A robot named Hector provided the scissors used at the ribbon-cutting ceremony for the opening of the University of Southern California’s new computer science building Tuesday morning.
Dr. The Allen and Charlotte Ginsburg Human-Centered Computation Hall — USC’s first LEED platinum-certified building — will house the Thomas Lord Department of Computer Science and the newly established School of Advanced Computing under the Viterbi School of Engineering.
Leadership in Energy and Environmental Design, also known as LEED certification, refers to a set of building guidelines established by the US Green Building Council as a framework for creating environmentally sustainable buildings. Platinum is the highest level possible.
Tim Cowell, Viterbi’s director of architecture and site planning, said “no expense was spared” in the design and construction process of the building.
“Platinum is the north star and it’s very difficult to achieve, but you have to understand from day one that that’s what your goal is,” he said. “We had to fix it.”
Cowell said the final budget for the building stands at $130 million, an increase from the original budget of $90 million set for 2019. The project was made possible in part by a donation from donors Dr. Allen and Charlotte Ginsburg, who in recent years have done. made similar contributions to the establishment of scientific research centers at the California Institute of Technology and the University of California, Los Angeles.
Allen and Charlotte Ginsburg, along with USC President Carol Folt, were in attendance Tuesday, delivering keynote speeches before the ribbon-cutting ceremony.
Nenad Medvidović, chair of the computer science department, said that after working at USC for nearly 26 years, the opening of the Ginsburg building felt like a “total no-brainer.”
“The original structure of CS was [Grace Ford Salvatori Hall]which is a relatively small building that was built in the 1970s and is not a very big place,” he said. “We will have to find a place for everything. ‘Let’s meet, where will we meet? At what time? How do we write?’ And so on.”

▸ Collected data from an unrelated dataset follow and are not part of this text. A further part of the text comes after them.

Issue #8179, opened 2023-11-09
Drop "to Clipboard" from ZAP copy menu items (etc)


kingthorin:
### Is your feature request related to a problem? Please describe.

Some ZAP menu items are too verbose. "Copy ____ to Clipboard". This would be applicable to add-ons, help, and core.

### Describe the solution you'd like

Drop the "to Clipboard" as it's superfluous.

### Describe alternatives you've considered

None, it's 2023: default copy destination should be obvious.

### Screenshots

.

### Additional context

- https://github.com/search?q=repo%3Azaproxy%2Fzaproxy%20%22to%20clipboard%22&type=code
- https://github.com/search?q=repo%3Azaproxy%2Fzap-extensions+%22to+clipboard%22+language%3Ahtml+OR+path%3Amessages.properties&type=code
- https://github.com/search?q=repo%3Azaproxy%2Fzap-core-help+%22to+clipboard%22+language%3Ahtml+NOT+path%3A**%2Freleases%2F**+path%3Aaddons%2Fhelp%2Fsrc&type=code

### Would you like to help fix this issue?

- [X] Yes

PR #8180, opened 2023-11-09
Drop "to Clipboard" from ZAP copy menu items

kingthorin:
Part of zaproxy/zaproxy#8179

### DIFF
--- a/zap/src/main/resources/org/zaproxy/zap/resources/Messages.properties
+++ b/zap/src/main/resources/org/zaproxy/zap/resources/Messages.properties
@@ -556,9 +556,9 @@ ascan.progress.chart.4xx = 4xx
 ascan.progress.chart.5xx = 5xx
 ascan.progress.chart.responses = Responses / second
 ascan.progress.chart.time = Time 
-ascan.progress.copyclipboard.button.label = Copy to Clipboard
-ascan.progress.copyclipboard.button.tooltip = Copies the contents of the table to the clipboard
-ascan.progress.copyclipboard.error = Failed to copy the contents to the clipboard.
+ascan.progress.copyclipboard.button.label = Copy
+ascan.progress.copyclipboard.button.tooltip = Copies the contents of the table
+ascan.progress.copyclipboard.error = Failed to copy the contents.
 ascan.progress.label.completed = Completed
 ascan.progress.label.host = Host:
 ascan.progress.label.pending = Pending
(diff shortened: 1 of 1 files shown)


zap/src/main/resources/org/zaproxy/zap/resources/Messages.properties
```diff
@@ -556,7 +556,7 @@ ascan.progress.chart.4xx = 4xx
 ascan.progress.chart.5xx = 5xx
 ascan.progress.chart.responses = Responses / second
 ascan.progress.chart.time = Time 
-ascan.progress.copyclipboard.button.label = Copy to Clipboard
+ascan.progress.copyclipboard.button.label = Copy
 ascan.progress.copyclipboard.button.tooltip = Copies the contents of the table to the clipboard
 ascan.progress.copyclipboard.error = Failed to copy the contents to the clipboard.
```
thc202, line 561: Should drop from there too?

kingthorin: Sure. I kinda thought these were more purposefully explanatory but it doesn't really add much, I think clipboard is still a safe assumption here.

kingthorin:
Tweaked

ricekot (approved):
Thanks!

psiinon (approved):

thc202:
There are two more occurrences of clipboard that could be dropped (IMO).

kingthorin:
I don't see any occurrences of "to Clipboard" in *.html or Messages.properrties. There's one in *.java but it seems reasonable as part of a logged message for scan progress.

thc202:
e.g. https://github.com/zaproxy/zaproxy/blob/6609be13464a9bd611d0dc2d54893b0310c84cf1/zap/src/main/resources/org/zaproxy/zap/resources/Messages.properties#L1302

kingthorin:
Okay I was being too literal, I was only looking for "to Clipboard"

kingthorin:
Now includes that change.

thc202:
Only one was changed, on purpose?

kingthorin:
Because that's what was discussed. The other was a log message that seemed reasonable to me sir another I hadn't found.

thc202:
The two occurrences I was referring to were in the resources messages, other one being: https://github.com/zaproxy/zaproxy/blob/6609be13464a9bd611d0dc2d54893b0310c84cf1/zap/src/main/resources/org/zaproxy/zap/resources/Messages.properties#L2283

kingthorin:
I probably skipped it because it was paste. Thanks, tweak coming.

kingthorin:
Tweaked.

thc202 (approved):

thc202:
Thank you!

@ricekot or @psiinon do you want to check again?

ricekot:
Still looks good to me, thanks!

Medvidović added that he and other faculty members were involved in the building’s design project from its earliest stages.
He said: “The things that burned us that we didn’t realize about the place we had, it was somehow related to the design of the building itself.
The computer science department is comprised of approximately 6000 students across their undergraduate and graduate programs and employs 100 full-time. The new building includes several new facilities, including a cyber physical systems lab, a server room for artificial intelligence research and a two-story drone aviary for indoor drone technology testing.
Many graduate students attended Tuesday’s event, some of whom demonstrated their lab projects in action.
Nathan Dennler, a fifth-year PhD student in computer science, has developed a robot capable of responding to thumb and thumb gestures, which was originally designed to interact with children with brain disease.
Dennler said he looks forward to the building’s design being conducive to working with other students and faculty.
“We are currently in Ronald Tutor Hall. All the labs are very separate and separated by walls, which I feel is not the case here,” they said. “So it should help encourage collaboration.”
Amy O’Connell, a fourth-year PhD student in computer science, shared her work with a robot called “Blossom,” programmed to provide guided meditation exercises. He had the same opinion about the design of the new building.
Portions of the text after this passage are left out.